Pride

"Projetos fundamentalistas não passam, mas deixam sequelas", diz mesa do SSex BBox



Por Neto Lucon

Os temas Ideologia de Gênero e Estatuto da Família movimentaram a sala Adoniran Barbosa, do Centro Cultural São Paulo, na tarde de quarta-feira (18), durante a 1ª Conferência Internacional SSEX BBOX e Mix Brasil, em São Paulo. Mediada pela advogada Marcia Rocha, a mesa composta por profissionais ligados à comunidade LGBT teve visões diversas frente às várias tentativas de retrocesso da bancada fundamentalista – vide projetos como o Estatuto da Família, Cura Gay, Dia do Orgulho Hétero... Muitas críticas, outras visões positivas e, claro, com muitas ponderações.
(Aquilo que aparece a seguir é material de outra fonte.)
Issue #595, opened 2020-07-29
Allow `self` in Urls /customers/self


raiskumar:
The [API guideline](https://opensource.zalando.com/restful-api-guidelines/#134) has a MUST rule to always use plural resources. In some cases, we use adjectives like `self` to refer to the customer whose `Authorization` token is passed in the request (header).

```
GET /customers/self/personal-details
```
Pluralizing `self` to comply with guidelines or using `{customer-number}` doesn't look good. The `self` version is more readable and many customer-facing services are already using it. 
Can we allow `self` for cases like above in `zally` and add it to API guidelines. 

Discussion thread: https://chat.google.com/room/AAAAAqZDJ28/WSrq8o4lHTE

ePaul:
*(Discussion in the guild meeting.)*

That's what we have currently:

* `/customers` → all customers
* `/customers/{id}` → one specific customer with this id
* `/customers/4711` → the customer with id 4711
* `/customers/{id}/personal-details` → personal details of this one customer
* `/customers/4711/personal-details` → personal details of the customer with id 4711.

Use-case: we want to fetch details for one specific customer (identified by context information, e.g. the authorization token, not the URL). So we don't have an id to provide, and providing one would also not be supported.

Proposed in this issue (and already used by some teams):

* `/customers/self/personal-details`, which is currently not allowed by rule 143 (alternate const + param segments) + 134 (plural), and gives Zally-violations.

Viewed as sequence of sub-resources:

* `/customers` – all customers
* `/customers/self` – the customer identified by the current token
* `/customers/self/personal-details` the personal details of the customer identified by the current token

`self` is here a pseudo-identifier, it takes the syntactic position where in rule 143 an identifier would be expected.
Alternative proposed names: `me`, `from-token`, ...

Workaround which is currently (by letter) allowed by Rule 143:

* Have an endpoint `/customers/{self_enum}/personal-details`, and define `self_enum` as a path parameter with `enum: ["self"]` or similar.
* This doesn't give any violations
* fits to the previous implementation
* if used with code generations, you get an additional parameter here, which needs to be provided.
* It is confusing when reading the API.

**Decision**:
We want to extend rule 143 to allow the replacement of up to one occurrence of the `{resource-id}` parameter with the direct path component `/self/`.

PR #603, opened 2020-08-21
'self' as pseudo-identifier in resource paths

tfrauenstein:
fixes https://github.com/zalando/restful-api-guidelines/issues/595

### DIFF
--- a/chapters/naming.adoc
+++ b/chapters/naming.adoc
@@ -129,9 +129,11 @@ on HTTP headers.
 == {MUST} pluralize resource names
 
 Usually, a collection of resource instances is provided (at least API
-should be ready here). The special case of a resource singleton is a
-collection with cardinality 1.
+should be ready here). The special case of a _resource singleton_ is a
+collection with cardinality 1 --  to be highlighted in the resource 
+definition description.
 
+**Exception:** The 'pseudo identifier' `self` is the only exception --  see <<143>>.
 
 [#135]
 == {SHOULD} not use /api as base path
--- a/chapters/naming.adoc
+++ b/chapters/naming.adoc
@@ -135,7 +135,7 @@ be modeled as a collection with cardinality 1 including definition of
 to make the cardinality constraint explicit.
 
 **Exception:** the _pseudo identifier_ `self` used to specify a resource endpoint 
-where the resource identifier provided by authorization information (see <<143>>).
+where the resource identifier is provided by authorization information (see <<143>>).
 
 
 [#135]
--- a/chapters/naming.adoc
+++ b/chapters/naming.adoc
@@ -128,12 +128,15 @@ on HTTP headers.
 [#134]
 == {MUST} pluralize resource names
 
-Usually, a collection of resource instances is provided (at least API
-should be ready here). The special case of a _resource singleton_ is a
-collection with cardinality 1 --  to be highlighted in the resource 
-definition description.
+Usually, a collection of resource instances is provided (at least the API 
+should be ready here). The special case of a _resource singleton_ must 
+be modeled as a collection with cardinality 1 including definition of 
+`maxItems` = `minItems` = 1 for the returned `array` structure 
+to make the cardinality constraint explicit.
 
-**Exception:** The 'pseudo identifier' `self` is the only exception --  see <<143>>.
+**Exception:** the _pseudo identifier_ `self` used to specify a resource endpoint 
+where the resource identifier provided by authorization information (see <<143>>).
+
 
 [#135]
 == {SHOULD} not use /api as base path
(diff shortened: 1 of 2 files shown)


chapters/resources.adoc
```diff
@@ -85,7 +85,7 @@ consisting of <<241, compound keys>>.
 Some API resources may contain or reference sub-resources. Embedded
 sub-resources, which are not top-level resources, are parts of a higher-level
 resource and cannot be used outside of its scope. Sub-resources should be
-referenced by their name and identifier in the path segments as follows:
+referenced by their identifier and name in the path segments as follows:
```
tkrop, line 88: Not sure about this change: Logical order (of appearance)  is sub-resource name and identifier, not reverse... but may be I'm to literal.

chapters/resources.adoc
```diff
@@ -94,22 +94,28 @@ referenced by their name and identifier in the path segments as follows:
...
-/customers/12ev123bv12v
 /shopping-carts/de:1681e6b88ec1/items/1
 /shopping-carts/de:1681e6b88ec1
 /content/images/9cacb4d8
 /content/images
 ----
 
 **Note:** resource identifiers may be build of multiple other resource
-identifiers (see <<241>>).
+identifiers -- see <<241>>.
```
tkrop, line 110: We should not inconsistently start to change reference patterns from `(see ...)` to `-- see ...`.

chapters/resources.adoc
```diff
@@ -94,22 +94,28 @@ referenced by their name and identifier in the path segments as follows:
...
+
+**Exception:** In some situations the id information is not passed
```
tkrop, line 112: May I suggest to substitute `the id information` against `the resource identifier`? Else I think it should be `the ID information`.

chapters/resources.adoc
```diff
@@ -94,22 +94,28 @@ referenced by their name and identifier in the path segments as follows:
...
 /content/images/9cacb4d8
 /content/images
 ----
 
 **Note:** resource identifiers may be build of multiple other resource
-identifiers (see <<241>>).
+identifiers -- see <<241>>.
+
+**Exception:** In some situations the id information is not passed 
+as a path segment but via context information, e.g. the authorization token.
```
tkrop, line 113: Should we really be open to all context information? `self` in my opinion is restricted to `authorization information`. So may be we should just write: `but via authorization information, e.g. an authorization token or session cookie.`

chapters/naming.adoc
```diff
@@ -129,9 +129,11 @@ on HTTP headers.
 == {MUST} pluralize resource names
 
 Usually, a collection of resource instances is provided (at least API
-should be ready here). The special case of a resource singleton is a
-collection with cardinality 1.
+should be ready here). The special case of a _resource singleton_ is a
+collection with cardinality 1 --  to be highlighted in the resource
```
tkrop, line 133: Not sure what to be highlighted in the specification here? I think what we should say here is:

```
The special case of a _resource singleton_ must be modeled as a collection with cardinality 1.

**Exception:** the _pseudo identifier_ `self` used to specify a resource endpoint where the
resource identifier provided by authorization information (see <<143>>).
```

chapters/resources.adoc
```diff
@@ -94,22 +94,28 @@ referenced by their name and identifier in the path segments as follows:
...
 ----
 
 **Note:** resource identifiers may be build of multiple other resource
-identifiers (see <<241>>).
+identifiers -- see <<241>>.
+
+**Exception:** In some situations the id information is not passed 
+as a path segment but via context information, e.g. the authorization token. 
+Here, it is reasonable to use **`self`** as _pseudo-identifier_ path segment. 
+For instance, you may define `/employee/self` or `/employee/self/personal-details`
```
tkrop, line 115: I think this should not be `/employee/self` but `/employees/self` to be consistent with rules and allow for a compatible update to `employees/{id}`.

chapters/naming.adoc
tfrauenstein: ok, and will add hint to explicitly define the cardinality constraint.

chapters/naming.adoc
```diff
@@ -128,9 +128,14 @@ on HTTP headers.
...
-should be ready here). The special case of a resource singleton is a
-collection with cardinality 1.
+Usually, a collection of resource instances is provided (at least the API 
+should be ready here). The special case of a _resource singleton_ must 
+be modeled as a collection with cardinality 1 including definition of 
+`maxItems` = `minItems` = 1 for the returned `array` structure 
+to make the cardinality constraint explicit.
+
+**Exception:** the _pseudo identifier_ `self` used to specify a resource endpoint 
+where the resource identifier provided by authorization information (see <<143>>).
```
tkrop, line 138: `provided` -> `is provided`

tfrauenstein: 👍

tkrop:
:+1:

ePaul:
:+1:

Issue #593, opened 2020-07-14
Add exception to rule 224 for merchant gateway APIs


ePaul:
As discussed in the guild meeting on 2020-07-14, the host name `api.merchants.zalando.com` (and `api-sandbox.merchants.zalando.com`) is used by several APIs exposed to merchant partners via the merchant gateway.
We want to extend rule 224 to allow this as an exception to the general *.zalandoapis.com rule (for external-partner APIs)

When the same services are used inside the company (not through the gateway), they should use "normal" naming schemes for their API.

Zally should then also be updated to allow those domain names.

rbarilani:
@ePaul is `api.merchants.zalando.com` and `api-sandbox.merchants.zalando.com` that should be whitelisted when the audience is `external-partner`

vadeg:
@rbarilani is it just a host name or you use functional names also? Do you have something like `<functional-name>.api.merchants.zalando.com`?

rbarilani:
@vadeg is just a host name

vadeg:
We missed the [Rule 223](https://opensource.zalando.com/restful-api-guidelines/index.html#223) where `external-partner` API's **MUST** use functional naming schema which is not true in this case.

rbarilani:
@vadeg sorry I don't get completely your comment, what is the action item that you are suggesting?

vadeg:
@rbarilani  Rule 223 says that `external-partner` must follow functional naming. Since this is no longer true and `external-partner` audience has an exception by only using two hostnames `api.merchants.zalando.com` and `api-sandbox.merchants.zalando.com` which violate rule 223 also my question is should we update rule 223 also by, for example, moving `external-partner` from _must_ to _should_?

rbarilani:
@vadeg IMHO we should not change that rule to a SHOULD but state the possibility to have exceptions which need to be backed up by business reasons and approved by the api-guild (If I remember correctly that was also the preferred solution discussed during the JF). 
[...]

PR #608, opened 2020-08-25
Functional naming exception for legacy hostnames

tfrauenstein:
fixes https://github.com/zalando/restful-api-guidelines/issues/593

Also adding support for `-` in functional domain names.


tkrop:
:+1:

tfrauenstein:
👍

Para quem não sabe, Estatuto da Família é o nome do projeto que tramita na Câmara dos Deputados e que tenta definir o que pode ser considerado família no Brasil. No caso, diz que apenas casais formado por homens e mulheres e com descendentes poderiam ser chamados de família – excluindo famílias constituídas por pessoas LGBT, dentre outros grupos e arranjos familiares. “ideologia de gênero” é o termo que foi aplicado por conservadores, dizendo que a comunidade quer “limar diferenças naturais entre homens e mulheres”. O termo é usado para barrar qualquer discussão sobre os estudos envolvendo gênero e a necessidade social de igualdade entre eles.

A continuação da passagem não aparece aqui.